Reconceptualizing Learning Disabilities and Disproportionality

Recent studies have found that socioeconomics and academic achievement are the best predictors for learning disability diagnosis.4,5 While neurological impairment may underlie some conditions, these findings indicate that learning disabilities currently function as measures of social difference rather than biology.32 Reconceptualizing learning disabilities as (principally) social conditions will encourage more productive strategies for addressing unequal minority representation in special education. It challenges the narrative of disproportionality, suggesting that diagnoses are proportionate to the sociodemographic disparities between races. This does not imply that the overrepresentation of black students in special education is unproblematic, but it reframes this gap as symptomatic of larger inequality in the United States rather than a separate phenomenon of racism. As a result, it encourages wider-scale interventions that centralize the role of social conditions, rather than education-specific ones that actively exclude them: if learning disabilities reflect students’ academic achievements and socioeconomics, then correcting diagnostic disproportionality requires addressing the factors that contribute to the racialized disparities within these demographics. This reframing demonstrates a distinct public health-minded approach to disability whereby we move away from simplistic, neurological understandings and instead consider the impact of social variables on disability conceptualization and identification. Adopting an intervention strategy that addresses academic achievement gaps, however, requires deconstructing the sources of knowledge production that reinforce and permeate the medicalized conceptualization of learning disabilities.

 

Notes:

* At this conference, Samuel A Kirk stated, “Recently, I have used the term ‘learning disabilities’ to describe a group of children who have disorders in development in language, speech, reading, and associated communication skills needed for social interaction. In this group I do not include children who have sensory handicaps such as blindness or deafness because we have developed methods of training the deaf and the blind. I also excluded from this group children who have generalized mental retardation.”

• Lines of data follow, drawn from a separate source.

PR #3377, opened 2026-07-21
fix(auth): use org token region_url as API base URL

shayna-ch:
Org auth tokens embed both `url` (always the primary US URL) and `region_url`, but the CLI only read `url`. For orgs with non-default data residency (e.g. EU), uploads routed to the wrong region and failed with `Invalid org token`, ignoring `SENTRY_URL`/`--url`.

Now prefers `region_url` as the API base URL when present, falling back to `url` for older tokens.

### DIFF
--- a/CHANGELOG.md
+++ b/CHANGELOG.md
@@ -1,5 +1,11 @@
 # Changelog
 
+## Unreleased
+
+### Fixes
+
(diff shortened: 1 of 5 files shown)


szokeasaurusrex (changes requested):
Not all endpoints support region URLs as some of the endpoints are on the control silo (sentry.io), but all of the endpoints we call directly are reachable through sentry.io. I am not deeply familiar with the exact mechanisms for this, but essentially there is a reverse proxy from the control silo to the region silos. 

This change should not be necessary at all. I'd appreciate more context about the problem so we can identify the root cause and find an acceptable solution

PR #3378, opened 2026-07-22
fix: Ensure URL and Auth Token come from same source

szokeasaurusrex:
Fixes [SDK-1233](https://linear.app/getsentry/issue/SDK-1233/)


src/config.rs
```diff
@@ -791,6 +911,104 @@ mod tests {
...
+            Some("https://global.invalid")
+        );
+        assert_eq!(base.get_from(Some("auth"), "token"), Some(USER_TOKEN));
+        assert_eq!(base.get_from(Some("http"), "verify_ssl"), Some("false"));
+    }
+
+    #[test]
+    fn cli_and_environment_form_one_runtime_source() {
+        let cli_token = AuthToken::from("cli-token");
+        let mut auth_and_url = AuthAndUrl {
```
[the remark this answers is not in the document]
szokeasaurusrex: That's on purpose

src/config.rs
```diff
@@ -58,44 +59,48 @@ pub struct Config {
 }
 
 impl Config {
-    /// Loads the CLI config from the default location and returns it.
-    pub fn from_cli_config() -> Result<Config> {
-        let (filename, ini) = load_cli_config()?;
-        Ok(Config::from_file(filename, ini))
+    /// Loads config files and applies URL and token values from the environment and CLI.
+    pub fn from_cli_config(cli_url: Option<&str>, cli_token: Option<&AuthToken>) -> Result<Config> {
+        load_cli_config(cli_url, cli_token)
```
loewenheim: Is there a reason this needs to be a separate function?

src/config.rs
```diff
@@ -572,12 +572,140 @@ fn max_retries_from_ini(ini: &Ini) -> Result<Option<u32>, ParseIntError> {
...
+        environment_url: Option<String>,
+        environment_token: Option<AuthToken>,
+        cli_url: Option<&str>,
+        cli_token: Option<&AuthToken>,
+    ) -> Option<DiscardedAuthUrlValue> {
+        self.merge(AuthAndUrl {
+            url: cli_url.map(str::to_owned).or(environment_url),
+            token: cli_token.cloned().or(environment_token),
+        })
+    }
```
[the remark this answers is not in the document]
szokeasaurusrex: This is intentional

src/commands/login.rs
```diff
@@ -126,7 +128,7 @@ pub fn execute(matches: &ArgMatches) -> Result<()> {
         }
     }
 
-    update_config(&config_to_update, token)?;
+    update_config(&config_to_update, token, &validated_url)?;
```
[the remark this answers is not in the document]
szokeasaurusrex: This is an unavoidable side effect of these changes. URLs must be set together with auth tokens now

src/config.rs
```diff
@@ -659,11 +790,7 @@ fn load_cli_config() -> Result<(PathBuf, Ini)> {
         let mut f = fs::File::open(&project_config_path)
             .context(failed_local_config_load_message(&file_desc))?;
         let ini = Ini::read_from(&mut f).context(format!("Failed to parse {file_desc}"))?;
-        for (section, props) in ini.iter() {
-            for (key, value) in props.iter() {
-                rv.set_to(section, key.to_owned(), value.to_owned());
-            }
-        }
+        warning = merge_config_source(&mut rv, &ini).or(warning);
```
loewenheim: This `or` and the one below are unnecessary, `warning` is definitely `None` prior to this point.

src/config.rs
szokeasaurusrex: I guess not anymore, as the function was only called here. I guess it is still here because it made sense before.

src/config.rs
szokeasaurusrex: This `or` does seem unnecessary, but I don't think that the one below is.

loewenheim: I don't see how `warning` can be `Some` before line 822; the only two assignments to it are in two different branches of an `if`, right?

szokeasaurusrex: No, I think the way the GitHub PR diff view collapses the diff makes it look that way, but if you expand the lines, you'll see that the `else` block is pretty short, and line 822 comes after it. 

So this line can set `warning` to `Some`, then line 822 can encounter this value.

loewenheim: Oh, you're right, I did misread that. So the second `or` is necessary.

loewenheim (approved):

sysmat:
- this is breaking and you bump patch version
- most modern software support configuration file and env variables, this is very bad design

szokeasaurusrex:
> - this is breaking and you bump patch version
> - most modern software support configuration file and env variables, this is very bad design

The changes are intentional. Please see https://github.com/getsentry/sentry-cli/issues/3380#issuecomment-5059013026.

** In his writing, Samuel A. Kirk highlights the confusion surrounding the definition of learning disorders, which he says lead to “underachieving becoming synonymous with learning disabilities.”

† The report provides the following definition of learning disabilities, “Children with special learning disabilities exhibit a disorder in one or more of the basic psychological processes involved in understanding or in using spoken or written languages. These may be manifested in disorders of listening, thinking, talking, reading, writing, spelling or arithmetic. They include conditions which have been referred to as perceptual handicaps, brain injury, minimal brain dysfunction, dyslexia, developmental phasia, etc. They do not include learning problems which are due primarily to visual, hearing, or motor handicaps, to mental retardation, emotional disturbance, or to environmental disadvantage.”